* **REQUIRED ACTION**
Throughout the records below, find each line holding "should" and copy it.

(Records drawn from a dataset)
⁂

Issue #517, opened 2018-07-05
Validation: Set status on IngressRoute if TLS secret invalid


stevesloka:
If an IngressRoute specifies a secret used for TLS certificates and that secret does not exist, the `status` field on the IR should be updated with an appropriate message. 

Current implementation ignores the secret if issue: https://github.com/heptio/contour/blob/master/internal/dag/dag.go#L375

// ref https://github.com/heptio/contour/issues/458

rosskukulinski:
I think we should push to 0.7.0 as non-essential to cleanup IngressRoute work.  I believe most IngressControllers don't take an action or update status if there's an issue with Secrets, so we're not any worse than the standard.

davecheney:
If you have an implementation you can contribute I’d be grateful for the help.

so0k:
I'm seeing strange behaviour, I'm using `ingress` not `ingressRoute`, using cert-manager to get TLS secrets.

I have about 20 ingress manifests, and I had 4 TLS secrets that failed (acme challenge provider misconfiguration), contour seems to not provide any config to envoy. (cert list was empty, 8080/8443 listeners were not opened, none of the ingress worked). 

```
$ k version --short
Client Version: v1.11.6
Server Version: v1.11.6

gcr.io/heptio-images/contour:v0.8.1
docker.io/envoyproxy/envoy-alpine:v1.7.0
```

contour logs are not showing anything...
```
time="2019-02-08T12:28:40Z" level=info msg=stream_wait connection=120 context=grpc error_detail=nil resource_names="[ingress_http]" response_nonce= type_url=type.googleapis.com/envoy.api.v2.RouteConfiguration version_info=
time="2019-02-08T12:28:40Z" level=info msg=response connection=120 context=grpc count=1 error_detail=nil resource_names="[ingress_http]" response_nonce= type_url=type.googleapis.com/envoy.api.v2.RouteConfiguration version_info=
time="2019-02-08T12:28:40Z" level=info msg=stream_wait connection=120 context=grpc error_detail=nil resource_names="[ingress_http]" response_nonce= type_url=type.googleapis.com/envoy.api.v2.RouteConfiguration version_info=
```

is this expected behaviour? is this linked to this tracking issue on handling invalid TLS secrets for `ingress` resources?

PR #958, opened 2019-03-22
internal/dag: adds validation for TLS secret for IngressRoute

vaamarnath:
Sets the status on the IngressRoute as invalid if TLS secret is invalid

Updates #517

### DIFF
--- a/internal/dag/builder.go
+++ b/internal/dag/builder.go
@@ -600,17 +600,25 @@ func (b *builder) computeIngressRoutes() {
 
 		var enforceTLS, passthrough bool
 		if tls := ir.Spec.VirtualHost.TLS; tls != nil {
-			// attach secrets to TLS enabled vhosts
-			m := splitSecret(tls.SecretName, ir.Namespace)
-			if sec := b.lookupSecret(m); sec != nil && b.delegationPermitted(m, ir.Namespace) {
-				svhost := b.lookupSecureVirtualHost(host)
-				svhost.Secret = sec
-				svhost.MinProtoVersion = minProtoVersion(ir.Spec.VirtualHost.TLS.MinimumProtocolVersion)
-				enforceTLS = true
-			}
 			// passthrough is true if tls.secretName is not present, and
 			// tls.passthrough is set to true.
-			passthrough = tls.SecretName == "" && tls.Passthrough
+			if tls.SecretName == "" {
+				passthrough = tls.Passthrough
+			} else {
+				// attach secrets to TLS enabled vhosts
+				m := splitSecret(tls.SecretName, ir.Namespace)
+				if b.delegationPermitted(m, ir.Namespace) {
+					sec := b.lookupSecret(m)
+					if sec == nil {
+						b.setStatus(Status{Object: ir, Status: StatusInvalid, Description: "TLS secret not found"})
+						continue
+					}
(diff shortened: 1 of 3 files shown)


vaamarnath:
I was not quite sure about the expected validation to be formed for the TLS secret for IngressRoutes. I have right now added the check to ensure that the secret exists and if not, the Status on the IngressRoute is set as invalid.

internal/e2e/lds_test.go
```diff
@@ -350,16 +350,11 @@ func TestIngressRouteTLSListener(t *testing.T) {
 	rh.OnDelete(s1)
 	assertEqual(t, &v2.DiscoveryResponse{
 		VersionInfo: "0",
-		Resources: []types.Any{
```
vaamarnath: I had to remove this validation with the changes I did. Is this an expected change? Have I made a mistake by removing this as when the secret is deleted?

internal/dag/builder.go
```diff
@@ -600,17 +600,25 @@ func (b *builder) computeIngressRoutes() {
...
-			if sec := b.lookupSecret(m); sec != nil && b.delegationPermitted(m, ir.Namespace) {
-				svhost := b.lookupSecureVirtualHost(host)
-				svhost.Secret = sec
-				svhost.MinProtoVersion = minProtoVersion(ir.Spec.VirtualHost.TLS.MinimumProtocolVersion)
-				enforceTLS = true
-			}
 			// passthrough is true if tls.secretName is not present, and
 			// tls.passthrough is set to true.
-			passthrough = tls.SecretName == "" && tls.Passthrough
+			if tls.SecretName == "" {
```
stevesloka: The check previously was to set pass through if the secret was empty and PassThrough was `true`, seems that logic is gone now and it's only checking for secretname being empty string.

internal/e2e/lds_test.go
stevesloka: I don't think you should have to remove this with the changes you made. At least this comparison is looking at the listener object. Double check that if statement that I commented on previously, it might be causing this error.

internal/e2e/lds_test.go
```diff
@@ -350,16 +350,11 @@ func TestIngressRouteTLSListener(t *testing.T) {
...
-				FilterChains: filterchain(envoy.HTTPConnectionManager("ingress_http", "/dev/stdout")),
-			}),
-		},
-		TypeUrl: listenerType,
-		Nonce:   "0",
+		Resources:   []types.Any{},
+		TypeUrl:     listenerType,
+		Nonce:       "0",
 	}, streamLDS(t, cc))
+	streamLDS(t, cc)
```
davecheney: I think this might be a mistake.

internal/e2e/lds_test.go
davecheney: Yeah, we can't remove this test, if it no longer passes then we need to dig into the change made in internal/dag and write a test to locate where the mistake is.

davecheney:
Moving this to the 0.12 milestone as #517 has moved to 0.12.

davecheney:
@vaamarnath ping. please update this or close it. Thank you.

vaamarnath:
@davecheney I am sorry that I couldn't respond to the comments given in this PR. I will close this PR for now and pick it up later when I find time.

⁂

* **RESPONSE**
If an IngressRoute specifies a secret used for TLS certificates and that secret does not exist, the `status` field on the IR should be updated with an appropriate message. 
I think we should push to 0.7.0 as non-essential to cleanup IngressRoute work.  I believe most IngressControllers don't take an action or update status if there's an issue with Secrets, so we're not any worse than the standard.
stevesloka: I don't think you should have to remove this with the changes you made. At least this comparison is looking at the listener object. Double check that if statement that I commented on previously, it might be causing this error.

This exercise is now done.